What is being asked –
Check every line of the data below for "exported". Copy each one that has it.

(Collected data)
Issue #660, opened 2026-02-23
feat(ui): Make effect() internal-only + SSR-safe


viniciusdacal:
## Problem

`effect()` is currently exported as a public API from `@vertz/ui`. This creates two problems:

### 1. SSR Breakage
`effect()` executes synchronously during SSR where DOM APIs don't exist (`document`, `Node`, etc.). This causes `ReferenceError: Node is not defined` and `document.querySelector is not a function` errors. See entity-todo demo crash.

### 2. Footgun API
Raw `effect()` is the same trap as React's `useEffect` — it's powerful but dangerous. Users write effects that:
- Run at wrong times
- Leak subscriptions
- Create cascading updates
- Mix side effects with rendering

This leads to exactly the kind of spaghetti code we're trying to eliminate. We don't want a `useEffect` equivalent polluting the ecosystem.

### Make `effect()` internal-only
- Remove `effect` from `@vertz/ui` public exports
- Keep it as an internal primitive used by `query()`, `computed()`, `watch()`, etc.
- Framework code controls where and how effects run

### Make internal `effect()` SSR-safe
- Detect SSR context (no `document`, no `window`, or explicit SSR flag)
- Skip effect execution during SSR — effects are side-effectful by nature, they belong on the client
- `computed()` can still work during SSR (pure derivation, no DOM access)

### User-facing alternatives
Users should use higher-level, constrained patterns instead:

| Instead of | Use | Why |
|---|---|---|
| `effect(() => fetch(...))` | `query()` | Handles loading, error, caching, refetch |
| `effect(() => derived)` | `computed()` | Pure derivation, SSR-safe |
| `effect(() => setup)` | `onMount()` | Runs once on client mount |
| `effect(() => watch signal)` | `watch(signal, callback)` (TBD) | Constrained reactivity |

### Migration for entity-todo
`todo-list.tsx` currently uses `effect()` to bridge query results to local variables. This should use `computed()` or the query's built-in reactive properties directly.

## Scope

- [ ] Remove `effect` from `@vertz/ui` public exports
- [ ] Add SSR context detection to internal `effect()` (skip execution in SSR)
- [ ] Audit all usages of `effect()` in examples — replace with proper patterns
- [ ] Design `watch()` API if needed (constrained signal observation)
- [ ] Update entity-todo to not use `effect()` directly
- [ ] Document the "no public effect" decision and alternatives

## Principles

- **If it confuses an LLM, it confuses a junior developer** — effect() confuses both
[...]

PR #665, opened 2026-02-23
docs: universal rendering model design doc

### LINKED ISSUE #664: feat(ui): Universal rendering model — one pipeline, every target
## Summary

Replace the three-path rendering model (CSR / SSR / Hydration) with a **single universal rendering pipeline**. Components produce the same output everywhere — the only thing that changes is the output adapter (serialize to HTML, attach to live DOM, map to native widgets).

## Problem

After fixing SSR DOM compiler bugs in PR #662 and PR #663, it's clear the root cause of recurring SSR issues is the three divergent code paths. Every DOM primitive (`__text`, `__child`, `__conditional`, `__attr`, `__list`, `__insert`) has three branches:

1. **CSR** — `effect()` runs, DOM is live
2. **SSR** — `effect()` is a no-op, DOM is empty (the bug class we keep patching)
3. **Hydration** — client claims existing DOM, re-attaches effects

This means every new feature multiplies across three paths, and `effect()` being a no-op during SSR is a permanent source of bugs.

### Universal render pipeline

Every component, everywhere, does the same thing:

1. **Synchronous render** — component function runs, produces a node tree, effects run once to populate initial state
2. **Output adapter** determines what happens next:

| Target | After render |
|--------|-------------|
| Browser (first load) | Serialize → HTML → hydrate → effects track reactivity |
| Browser (navigation) | Tree IS the live DOM → effects track reactivity |
| Server | Serialize → HTML string → discard tree |
| Tauri / Electron-Bun | Same as browser — real webview |
| Custom Bun native runtime | Node tree maps to native widgets → effects update them |

### Effect behavior

| Environment | Callback runs? | Subscriptions tracked? |
|------------|---------------|----------------------|
| Browser | Yes | Yes (live DOM needs reactivity) |
| SSR | Yes (populates initial state) | No (tree is serialized and discarded) |
| Native app | Yes | Yes (native widgets need reactivity) |

During SSR, effects run their callback synchronously to populate DOM content, but `setSubscriber()` is not called — no signal tracking, no wasted memory. This is simpler than the current no-op and produces correct output.

### `effect()` is internal-only

`effect()` is NOT a public API. Users use:
- `watch()` — react to signal changes (side effects)
- `onMount()` / `onCleanup()` — lifecycle hooks
- `computed()` / `const` declarations — derived state
- `query()` — async data fetching

This is already the convention (`.claude/rules/ui-components.md`) but becomes a hard architectural boundary.

### SSR data loading with threshold

When rendering on the server, if `query()` data resolves within a configurable threshold (e.g., 100ms), include the resolved data in SSR output instead of shipping a loading state. First paint with real content instead of spinners.

### Atomic component streaming

Stream individual components during SSR for progressive rendering. Foundation for future **live deployment streaming**: deploy a component change → server re-renders just that component → streams new HTML to connected clients → component swaps in place (only if user is not interacting with it). No page reload.

### Native app support

The SSR DOM shim (`SSRElement`, `SSRTextNode`) is already a prototype of a native adapter. Formalize this as an adapter interface:
- `document.createElement('div')` → native container
- `el.setAttribute(...)` → native styling
- `el.appendChild(child)` → native layout
- Effects update native widgets reactively

Enables: Tauri, Electron-Bun, custom Bun runtime, TUI (already exists).

## What gets deleted

- `isSSR()` checks in all DOM primitives
- SSR-specific branches in `__text`, `__child`, `__insert`, `__conditional`, `__attr`, `__list`
- `effect()` no-op guard in `signal.ts`
- VNode duck-typing (`isVNode`, `vnodeToDOM`, `unwrapSignal`) from PR #663
- `ssr-rendering.test.ts` (36 tests for code paths that won't exist)

## What stays the same

- Component authoring model (unchanged for users)
- `watch()`, `onMount()`, `computed()`, `query()`, `form()` public APIs
- Compiler output (`__text`, `__child`, etc. — same calls, simpler implementation)
- Hydration (still needed for browser first-load)

## Implementation phases

1. **Universal effect model** — remove SSR no-op, make effects run-once during SSR without tracking
2. **Simplify DOM primitives** — remove three-path branching, single code path
3. **SSR data threshold** — `query()` waits for fast data during SSR
4. **Component streaming** — progressive SSR rendering
5. **Output adapter interface** — formalize for native targets
6. **Live deploy streaming** — component identity, interaction detection, incremental builds (future)

## Open questions

1. Threshold default for SSR data loading — 50ms? 100ms? Configurable per-query?
2. Streaming granularity — per-component or per-Suspense-boundary?
3. Live deploy streaming — interaction detection heuristic (focus? mouse? active form state?)
4. Adapter interface — minimal surface a native adapter must implement?
5. Effect cleanup during SSR — run cleanup functions? (Probably not — tree is discarded)

## Manifesto alignment

- **One way to do things** — one rendering model, not three
- **Explicit over implicit** — no hidden environment-dependent behavior
- **Production-ready by default** — SSR with data loading out of the box
- **Convention over configuration** — SSR is the default, not an opt-in

## References

- PR #662: Fixed SSR artifacts in JSX runtime path
- PR #663: Fixed SSR artifacts in DOM compiler path (the 8 fixes that prompted this discussion)
- Design doc: `plans/universal-rendering-model.md`

viniciusdacal:
## Summary

Design doc for the universal rendering model proposed in #664, incorporating the lifecycle API simplification from #660.

- **Universal effect model**: Replace the three-path rendering (CSR/SSR/Hydration) with a single pipeline where `effect()` runs once during SSR without signal tracking, instead of no-opping
- **Lifecycle API simplification** (#660): Make `effect()`, `signal()`, `watch()`, `onCleanup()` internal-only. `onMount()` returns a cleanup function.
- **Automatic query field selection**: Documents why internal-only primitives are critical for the `FieldAccessAnalyzer`/`CrossComponentAnalyzer` to trace data flow and compile VertzQL queries with automatic field selection (GraphQL-like, but at build time)
- **Bun migration path**: Future phases to replace Vite with Bun's native dev server, HTML entrypoints, and `onBeforeParse` native plugin API for compiler transforms

## What this doc covers

| Section | Content |
|---------|---------|
| Problem | Three divergent code paths cause recurring SSR bugs |
| Proposal | Universal render pipeline + lifecycle API simplification |
| API Surface | `onMount` return-cleanup pattern, complete public API |
| Query field selection | Compiler traces field access across components for VertzQL |
| Implementation phases | 6 phases from universal effects → component streaming |
| Bun migration | Future path from Vite → Bun dev server → native compiler |
| Unknowns | Effect cleanup in SSR, watch() disposition, thresholds |

## Review requested on

1. **Universal effect model** — Is "run once, no tracking" the right SSR behavior?
2. **Lifecycle API changes** — Is removing `effect`, `signal`, `watch`, `onCleanup` from public exports the right call?
3. **`onMount` return cleanup** — Better pattern than standalone `onCleanup()`?
4. **Bun migration timeline** — Should we start Phase A (replace Vite) sooner?
5. **Query field selection** — Any concerns about the compiler needing full control over data flow?

Closes #664

### DIFF
--- a/plans/universal-rendering-model.md
+++ b/plans/universal-rendering-model.md
@@ -205,22 +205,66 @@ The returned function runs when the component is disposed. This mirrors the patt
 
 #### `onCleanup()` becomes internal-only
 
-With `onMount` returning the cleanup, standalone `onCleanup()` is no longer needed in user code. It stays internal for `watch()` and framework DOM helpers.
+With `onMount` returning the cleanup, standalone `onCleanup()` is no longer needed in user code. It stays internal for DOM primitives.
 
-#### `watch()` — internal-only, SSR-safe
+#### `watch()` — removed entirely
 
-**Decision (resolved from Unknown #2):** Keep the implementation, make it internal-only, skip during SSR.
+**Decision (resolved from Unknown #2):** Remove `watch()`. It has no legitimate callers.
 
-`watch()` uses `lifecycleEffect()` internally, which means it's a no-op during SSR. This is correct:
-- `RouterView` uses `watch()` to swap pages on navigation → no navigation happens during SSR
-- Theme change listeners → no theme changes during SSR
-- localStorage sync → no localStorage on the server
+The only production caller is `RouterView`, which uses `watch()` for imperative DOM manipulation — `container.innerHTML = ''` + `appendChild()`. This is an anti-pattern: the framework teaches developers to use declarative JSX, but `RouterView` itself builds DOM imperatively. It doesn't eat its own dog food.
 
-`watch()` stays internal for framework code that needs it.
+`RouterView` should be rewritten as a compiled component that uses reactive JSX:
+
+```tsx
+// Before (imperative, uses watch)
+export function RouterView({ router, fallback }: RouterViewProps) {
+  const container = document.createElement('div');
+  watch(
+    () => router.current.value,
+    (match) => {
+      container.innerHTML = '';
+      if (match) container.appendChild(match.route.component());
+    },
+  );
+  return container;
+}
+
+// After (declarative, compiler-driven)
+export function RouterView({ router, fallback }: RouterViewProps) {
+  return (
+    <div>
+      {router.current.value
+        ? RouterContext.Provider(router, () => router.current.value!.route.component())
+        : (fallback ? fallback() : null)
+      }
+    </div>
+  );
+}
+```
+
+The compiler sees `router.current.value` in the JSX ternary, generates `__conditional` + `domEffect()`, and the route page swaps reactively. Disposal scope cleanup happens automatically (old page components get cleaned up by `__conditional`). No `watch()` needed.
+
+**Async/lazy routes:** The current `RouterView` hand-rolls `Promise.then` for lazy components. This should be a framework-level primitive (e.g., an `AsyncComponent` wrapper) that any component can use, not special-cased in `RouterView`.
+
+#### Framework components audit: eat your own dog food
+
+An audit of framework components found three that use imperative DOM patterns instead of the compiler-driven reactive flow:
+
+| Component | Anti-pattern | Fix |
+|-----------|-------------|-----|
+| **`RouterView`** (`router/router-view.ts`) | `watch()` + `innerHTML = ''` + `appendChild()` | Rewrite as compiled JSX component (see above) |
+| **`Link`** (`router/link.ts`) | `document.createElement('a')` + `effect()` + `classList.add/remove` | Rewrite as compiled JSX: `<a class={isActive ? activeClass : className} href={href}>{children}</a>` |
+| **`ThemeProvider`** (`css/theme-provider.ts`) | `document.createElement('div')` + loop of `appendChild()` + SSR VNode branch | Rewrite as compiled JSX: `<div data-theme={theme}>{children}</div>` |
+
+All three components were written before the compiler could handle their patterns. They should be refactored in Phase 2 to use declarative JSX compiled through the framework's own compiler — the same patterns we teach every user.
+
+**Why this matters:** These components are reference implementations. Developers read framework code to learn patterns. When `RouterView` uses `watch()` + `innerHTML`, developers copy that pattern instead of using reactive JSX. When `Link` uses `effect()` + `classList.add/remove`, developers think that's how reactive styling works instead of using class attributes. Framework code must demonstrate the intended usage patterns.
+
+Additionally, `element.ts` contains a leftover `console.log` debug statement in the `unwrapSignal` function that should be removed.
 
 #### No public escape hatch
 
-There is **no** `@vertz/ui/primitives` sub-export. `effect`, `signal`, `watch`, `domEffect`, `lifecycleEffect`, and `onCleanup` are not exported from any public entry point. Period.
+There is **no** `@vertz/ui/primitives` sub-export. `signal`, `domEffect`, `lifecycleEffect`, and `onCleanup` are not exported from any public entry point. `watch()` is removed entirely — zero callers after the RouterView refactor.
 
 Framework companion packages (`@vertz/ui-primitives`, `@vertz/tui`, `@vertz/ui-canvas`) are **first-party internal packages** — they import from relative paths within the monorepo, not from published package exports. They don't need a public sub-export; they have direct access to the source.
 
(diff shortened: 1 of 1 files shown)


viniciusdacal:
## Rev 2 — All Review Feedback Addressed

Updated the design doc to address feedback from all 5 reviews (3 agent reviews + 2 PR reviews). Here's what changed:

### Major additions

**1. Two-tier effect model** (resolves the `watch()`/`onMount()` SSR ambiguity — flagged by all reviewers)
- `effect(fn)` = DOM effect, **runs once during SSR** (populates text content, attributes, conditionals)
- `sideEffect(fn)` = side effect, **skips during SSR** (`watch()`, `onMount()`, `RouterView`)
- This is not a new bifurcation — it makes the existing implicit DOM-vs-side-effect distinction explicit and enforceable

**2. Error handling during SSR effects** (flagged by Design Review + Adversarial Review)
- DOM effects catch + log errors during SSR, don't crash the server
- Signal read-write cycles during SSR run exactly once (no tracking = no re-execution)
- Microtasks/timers in effects are fire-and-forget (same as every SSR framework)

**3. Two-tier export strategy** (flagged by DX Review)
- `@vertz/ui` — app developers (no `signal`, `effect`, `watch`)
- `@vertz/ui/primitives` — library authors (`ui-primitives`, `tui`, `ui-canvas`) who need raw primitives, with explicit opt-out of compiler optimizations

**4. Alternatives considered** (flagged by Adversarial Review)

Answer space –
`effect()` is currently exported as a public API from `@vertz/ui`. This creates two problems:
-There is **no** `@vertz/ui/primitives` sub-export. `effect`, `signal`, `watch`, `domEffect`, `lifecycleEffect`, and `onCleanup` are not exported from any public entry point. Period.
+There is **no** `@vertz/ui/primitives` sub-export. `signal`, `domEffect`, `lifecycleEffect`, and `onCleanup` are not exported from any public entry point. `watch()` is removed entirely — zero callers after the RouterView refactor.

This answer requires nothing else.